Libby jumped from the pinto’s back and the action engendered a piercing ache in the balls of her feet. “You’ve got that right!” she flared, forgetting for the moment her earlier resolve to respect Cathy’s affliction. “Were you trying to get me killed?”
Watching Libby’s lips, Cathy grinned. “Killed?” she echoed in her slow, toneless voice. “You’re my cousin. That’s important, isn’t it? That we’re cousins, I mean?”
Libby sighed. “Of course it’s important.”
“It implies a certain loyalty, don’t you think?”
Libby braced herself. She’d known this confrontation was coming, of course, but that didn’t mean she wanted it or was ready for it. “Yes,” she said somewhat lamely.
“Are you having an affair with my husband?”
“No!”
“Do you want to?”
“What the hell kind of person do you think I am, Cathy?” shouted Libby, losing all restraint, flinging her arms out wide and startling the horses, who nickered and danced and tossed their heads.
“I’m trying to find that out,” said Cathy in measured and droning words. Not once since the conversation began had her eyes left Libby’s mouth.
“You already know,” retorted her cousin.
For the first time, Cathy looked ashamed. But there was uncertainty in her expression, too, along with a great deal of pain. “It’s no secret that Stacey wants you, Libby. I’ve been holding my breath ever since you decided to come back, waiting for him to leave me.”
“Whatever problems you and Stacey have, Cathy, I didn’t start them.”
“What about all his visits to New York?”
Libby’s shoulders slumped, and she allowed herself to sink to the fragrant spring-scented ground, where she sat cross-legged, her head down. With her hands she said, “You knew about the divorce, and about Jonathan. Stacey was only trying to help me through—we weren’t lovers.”

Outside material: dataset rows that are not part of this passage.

PR #3380, opened 2021-06-28
Introduce validation_code_and_hash and validation_code_hash in parachain host runtime API

thiolliere:
Those api will later be used by the client in this PR https://github.com/paritytech/polkadot/pull/2907


ordian (approved):

thiolliere:
better to use versioning here, so WIP

thiolliere:
closed, we will increase the runtime API for parachain host API and support both in the client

The lush grass moved as Cathy sat down too, facing Libby. There were tears shining in her large green eyes, and her lower lip trembled. Nervously she plied a blade of grass between her fingers.

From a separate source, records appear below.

PR #3393, opened 2021-07-01
Better reward scheme for staking miner

kianenigma:
Still not happy with needing to hardcode "length assumptions". Ideally we should track how much fee is being consumed in the transaction and exactly pay that back later. 

Aside from not taking length into account, the previous model was also wrong to assume that `PerThing` can be larger than `1`.

### DIFF
--- a/runtime/common/src/elections.rs
+++ b/runtime/common/src/elections.rs
@@ -18,10 +18,14 @@
 
 use frame_support::{
 	parameter_types,
-	traits::Get,
-	weights::{DispatchClass, Weight, WeightToFeePolynomial},
+	weights::{DispatchClass, Weight},
 };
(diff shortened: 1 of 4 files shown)


kianenigma:
related: https://github.com/paritytech/substrate/issues/9247

coriolinus (approved):
Yeah, agree that it would be nice to avoid needing to hard-code the current weight, but also agree that this is an improvement on the status quo.

emostov (approved):
lgtm

just a little confused on the intention here vs #3141, which seems to introduce the exact same code.

kianenigma:
Sorry, yeah I added this to the miner PR as well. easier to merge it there.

“I’m sorry about your little boy,” she said aloud.
Libby reached out, calmer now, and squeezed Cathy’s hands with her own. “Thanks.”

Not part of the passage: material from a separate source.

PR #3403, opened 2021-07-03
paras.rs to FRAME V2

ferrell-code:
relates: #2882 

So users of the `Paras` pallet must be careful about the name they used in `construct_runtime!`. Hence the `runtime-migration label`, which might not be needed depending on the configuration of the `Paras` pallet.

A lonely, haunted look rose in Cathy’s eyes. “Stacey wanted us to have a baby,” she confided.
“Why didn’t you?”
Sudden color stained Cathy’s lovely cheeks. “I’m deaf!” she cried defensively.
Libby released her cousin’s hands to sign, “So what? Lots of deaf people have babies.”
“Not me!” Cathy signaled back with spirited despair. “I wouldn’t know when it cried!”
Libby spoke slowly, her hands falling back to her lap. “Cathy, there are solutions for that sort of problem. There are trained dogs, electronic devices—”
“Trained dogs!” scoffed Cathy, but there was more anguish in her face than anger. “What kind of woman needs a dog to help her raise her own baby?”
“A deaf woman,” Libby answered firmly. “Besides, if you don’t want a dog around, you could hire a nurse.”
“No!”
Libby was taken aback. “Why not?” she signed after a few moments.
Cathy clearly had no intention of answering. She bolted to her feet and was back in the palomino’s saddle before Libby could even rise from the ground.
After that, they rode without communicating at all. Knowing that things were far from settled between herself and her cousin, Libby tried to concentrate on the scenery. A shadow moved across the sun, however, and a feeling of impending disaster unfolded inside her.
Jess glared at the screen of the small computer his father placed so much store in and resisted a caveman urge to strike its side with his fist.
“Here,” purred a soft feminine voice, and Monica Summers, the senator’s curvaceous assistant, reached down to move the mouse and tap the keyboard in a few strategic places.
Instantly the profit-and-loss statement Jess had been trying to call up was prominently displayed on the screen.
“How did you do that?”
Monica smiled her sultry smile and pulled up a chair to sit down beside Jess. “It’s a simple matter of command,” she said, and somehow the words sounded wildly suggestive.